Saved entries
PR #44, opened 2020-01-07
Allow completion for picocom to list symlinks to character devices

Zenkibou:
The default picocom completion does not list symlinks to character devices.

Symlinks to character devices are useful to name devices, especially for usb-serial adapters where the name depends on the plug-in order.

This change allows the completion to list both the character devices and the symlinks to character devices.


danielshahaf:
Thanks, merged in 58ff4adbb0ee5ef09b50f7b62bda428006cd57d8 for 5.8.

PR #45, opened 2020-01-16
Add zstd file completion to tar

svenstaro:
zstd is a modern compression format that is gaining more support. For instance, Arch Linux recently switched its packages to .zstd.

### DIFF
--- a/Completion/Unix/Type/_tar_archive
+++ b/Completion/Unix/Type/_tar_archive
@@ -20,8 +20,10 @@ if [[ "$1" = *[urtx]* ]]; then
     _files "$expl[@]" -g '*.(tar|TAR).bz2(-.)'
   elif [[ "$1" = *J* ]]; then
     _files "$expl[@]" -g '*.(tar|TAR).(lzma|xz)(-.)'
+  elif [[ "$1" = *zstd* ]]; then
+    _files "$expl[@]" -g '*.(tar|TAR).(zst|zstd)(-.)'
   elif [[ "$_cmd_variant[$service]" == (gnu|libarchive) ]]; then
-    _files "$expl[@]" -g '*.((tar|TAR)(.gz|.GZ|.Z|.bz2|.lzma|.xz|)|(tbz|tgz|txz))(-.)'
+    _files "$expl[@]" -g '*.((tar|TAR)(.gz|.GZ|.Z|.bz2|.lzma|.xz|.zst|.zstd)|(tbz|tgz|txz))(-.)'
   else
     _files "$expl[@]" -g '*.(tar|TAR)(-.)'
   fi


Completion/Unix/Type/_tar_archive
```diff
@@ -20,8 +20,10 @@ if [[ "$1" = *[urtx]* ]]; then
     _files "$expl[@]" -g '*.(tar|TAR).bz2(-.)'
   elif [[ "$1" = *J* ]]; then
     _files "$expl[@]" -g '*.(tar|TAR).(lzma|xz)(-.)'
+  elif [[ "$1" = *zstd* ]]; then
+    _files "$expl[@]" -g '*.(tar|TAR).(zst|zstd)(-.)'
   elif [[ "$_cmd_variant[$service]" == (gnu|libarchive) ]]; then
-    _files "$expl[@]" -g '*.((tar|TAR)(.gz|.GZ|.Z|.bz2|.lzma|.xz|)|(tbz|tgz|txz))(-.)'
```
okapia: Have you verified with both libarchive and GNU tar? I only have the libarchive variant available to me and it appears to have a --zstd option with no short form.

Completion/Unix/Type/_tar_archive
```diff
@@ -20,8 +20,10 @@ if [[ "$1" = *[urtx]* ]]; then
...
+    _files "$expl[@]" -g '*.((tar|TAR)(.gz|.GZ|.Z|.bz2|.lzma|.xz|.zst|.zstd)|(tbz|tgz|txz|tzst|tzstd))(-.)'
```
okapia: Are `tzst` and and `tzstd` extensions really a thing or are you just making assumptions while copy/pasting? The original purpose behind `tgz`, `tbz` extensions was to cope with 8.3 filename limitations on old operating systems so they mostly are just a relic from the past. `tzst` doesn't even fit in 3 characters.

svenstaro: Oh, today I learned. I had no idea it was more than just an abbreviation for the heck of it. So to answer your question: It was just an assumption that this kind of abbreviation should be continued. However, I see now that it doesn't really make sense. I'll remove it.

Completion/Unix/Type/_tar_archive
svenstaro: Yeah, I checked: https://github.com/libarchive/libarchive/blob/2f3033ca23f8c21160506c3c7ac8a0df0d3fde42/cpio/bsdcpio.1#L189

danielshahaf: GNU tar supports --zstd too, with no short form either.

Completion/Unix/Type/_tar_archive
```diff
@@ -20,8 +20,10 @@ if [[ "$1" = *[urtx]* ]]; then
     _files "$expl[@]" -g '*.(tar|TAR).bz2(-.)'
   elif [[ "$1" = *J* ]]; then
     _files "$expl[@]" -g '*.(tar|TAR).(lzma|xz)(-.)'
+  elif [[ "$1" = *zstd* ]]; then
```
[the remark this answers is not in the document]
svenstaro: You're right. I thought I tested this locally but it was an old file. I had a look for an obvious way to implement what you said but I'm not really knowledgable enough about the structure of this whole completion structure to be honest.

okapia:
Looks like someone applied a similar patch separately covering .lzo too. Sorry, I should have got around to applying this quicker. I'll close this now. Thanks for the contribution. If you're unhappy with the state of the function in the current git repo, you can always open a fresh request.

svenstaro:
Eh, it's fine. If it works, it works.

WORK REQUIRED: Scan the entries above, and wherever a line holds the string "danielshahaf", copy it.

COMPLETED TASK:
danielshahaf:
danielshahaf: GNU tar supports --zstd too, with no short form either.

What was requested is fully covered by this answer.